» **TASK GOAL**: From the entries below, please gather each line containing the string "limits".

[Opening DATA EXTRACTS section]

PR #352, opened 2026-09-10
Add fprime-util topology-check for static capacity limits

bitWarrior:
| | |
|:---|:---|
|**_Related Issue(s)_**| none |
|**_Documentation Included (y/n)_**| y (`fprime-util topology-check --help` entry in `help_text.py`) |

---
## Change Description

Adds a new `fprime-util topology-check` subcommand that statically checks a deployment's topology for capacity limits that today only surface as an `FW_ASSERT` when the flight software starts. It reads artifacts that `fprime-util generate`/`build` already leave in the build cache (the generated `<Deployment>TopologyAc.hpp/.cpp`, the topology dictionary JSON, and generated configuration headers) together with the FPP sources indexed by `locs.fpp`, then evaluates three rules:

| Rule | Level | What it checks |
|---|---|---|
| `health-ping-capacity` | error | Each `Svc.Health` instance's queue depth is >= its number of ping targets. Health is a queued component that only drains its queue on `Run`, so every ping reply of a cycle must fit. |
| `command-dispatcher-table` | error | `CMD_DISPATCHER_DISPATCH_TABLE_SIZE` is >= the number of commands in the dictionary. |
| `queued-component-burst` | warning (heuristic) | Each queued component instance's queue depth is >= the number of connections into its async input ports that assert on overflow. Ports declared with `drop` or `hook` are ignored. |

Output is one line per finding (`[OK]`, `[WARNING]`, `[ERROR]`) with a message that names the configuration knob to change. The exit code is 1 on any error, or on a warning when `--warnings-as-errors` is passed, so it drops straight into CI. Running from a directory with no generated topology, or with more than one, gives a clear error rather than a traceback.

Files:
- `src/fprime/fpp/topology_check.py`: parsers, model loader, rules, reporter, argparse registration.
- `src/fprime/util/cli.py`: registers the subcommand alongside the other fpp commands.
- `src/fprime/util/help_text.py`: long-form help entry.
- `test/fprime/fpp/test_topology_check.py`: 28 unit tests covering every parser, every rule's pass/fail/skip paths (including `drop`/`hook` exclusion, `$`-escaped instance names, nested modules), model loading from a fake build cache, and end-to-end exit codes.

## Rationale

Every F´ project that grows beyond the reference deployments eventually trips one of these limits, and the failure mode is unfriendly: the binary aborts a few seconds after launch with a bare assert line such as

```
Assert: ".../Svc/CmdDispatcher/CommandDispatcherImpl.cpp:68" 536956937
Assert: ".../Svc/Health/HealthComponentAc.cpp:898" 8
```

and the GDS simply never connects. The developer then has to map a file and line number back to an opcode table insert or a `Queue::FULL` status, work out which framework default was exceeded, and discover the `CONFIGURATION_OVERRIDES` mechanism to raise it. This PR came out of exactly that experience: a deployment built on the `CdhCore` subtopology crossed 150 commands and 25 ping targets after adding subsystem manager components, and both defaults asserted on the first run.

Why this benefits the whole community rather than one project:

- **Turns two of the most common "my deployment crashes at startup" questions into a one-line answer.** Both rules are exact static bounds, not guesses, and the message tells the user precisely what to change (`CdhCoreConfig.QueueSizes.health`, or `CommandDispatcherImplCfg.hpp` in the project config directory). New users hit these limits as soon as they scale past the tutorial, and experienced users hit them when subtopologies hide the defaults from view.
- **Makes framework defaults safe to keep small.** The framework can keep conservative table and queue sizes for memory-constrained targets, because projects that exceed them get told at build time instead of at run time.
- **CI-friendly by design.** A non-zero exit code and `--warnings-as-errors` let projects gate merges on it, catching regressions when someone adds a component or command without revisiting the config overrides.
- **Zero new dependencies.** It parses the generated code with regular expressions and reads `locs.fpp`, so it works with the native fpp binaries alone. `fpp-to-json` would be the ideal model source, but it requires a JVM that many developer machines and CI images do not have.
- **A home for future static checks.** Rules are plain functions collected in a `RULES` list, so further limits (parameter DB entries, telemetry packet sizes, file downlink buffer counts, and so on) can be added by contributors without touching the CLI plumbing.

- `pytest test/fprime/fpp/test_topology_check.py` (28 tests) and the full fpp test directory pass. Formatted with Black.
- Manually verified against two real deployments built on the `CdhCore`/`ComCcsds`/`DataProducts`/`FileHandling` subtopologies with 152 commands and 28 ping targets. With correct overrides it prints three `[OK]` lines; with the build-cache copies of the header and config temporarily set back to the defaults (25 and 150) it reports both errors and exits 1. Running from the project root, where two deployments exist, gives a clear error asking for a single deployment directory.
- Review focus: the regular expressions in `topology_check.py` are the coupling to the fpp-to-cpp output format (`namespace QueueSizes { enum {...} }`, `extern <Type> <name>;`, `X.set_P_OutputPort(i, Y.get_Q_InputPort(j))`, `X.setPingEntries(`). They match fpp v3.3.0 output; if the autocoder templates change, these are the lines to update. The third rule is documented as a heuristic and only produces a warning.
- One naming choice worth a look: the subcommand is `topology-check`, mirroring `fpp-check`. Happy to rename.

## Future Work

- Switch the model source to `fpp-to-json` via the existing `fprime.fpp.utils.fpp_to_json` layer once a JVM-free path exists, which would remove the dependence on generated-code formatting.
- Additional rules as the community reports other startup asserts with static bounds.
- Optionally chain the check after the `build` target for deployments via `CompositeTarget`, so it runs on every build. Left out of this PR to keep existing build semantics unchanged.

🤖 Generated with [Claude Code](https://claude.com/claude-code)

https://claude.ai/code/session_018JJ8BaNzZdsL7eNJcMbpfV


thomas-bc:
I think this check belongs in FPP and I actually believe there is a feature request for it out there. Closing this PR until the issue goes to CCB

[Closing DATA EXTRACTS section]

» **RESULT OF THE EXERCISE**:
Add fprime-util topology-check for static capacity limits
Adds a new `fprime-util topology-check` subcommand that statically checks a deployment's topology for capacity limits that today only surface as an `FW_ASSERT` when the flight software starts. It reads artifacts that `fprime-util generate`/`build` already leave in the build cache (the generated `<Deployment>TopologyAc.hpp/.cpp`, the topology dictionary JSON, and generated configuration headers) together with the FPP sources indexed by `locs.fpp`, then evaluates three rules:
Every F´ project that grows beyond the reference deployments eventually trips one of these limits, and the failure mode is unfriendly: the binary aborts a few seconds after launch with a bare assert line such as
- **Turns two of the most common "my deployment crashes at startup" questions into a one-line answer.** Both rules are exact static bounds, not guesses, and the message tells the user precisely what to change (`CdhCoreConfig.QueueSizes.health`, or `CommandDispatcherImplCfg.hpp` in the project config directory). New users hit these limits as soon as they scale past the tutorial, and experienced users hit them when subtopologies hide the defaults from view.
- **A home for future static checks.** Rules are plain functions collected in a `RULES` list, so further limits (parameter DB entries, telemetry packet sizes, file downlink buffer counts, and so on) can be added by contributors without touching the CLI plumbing.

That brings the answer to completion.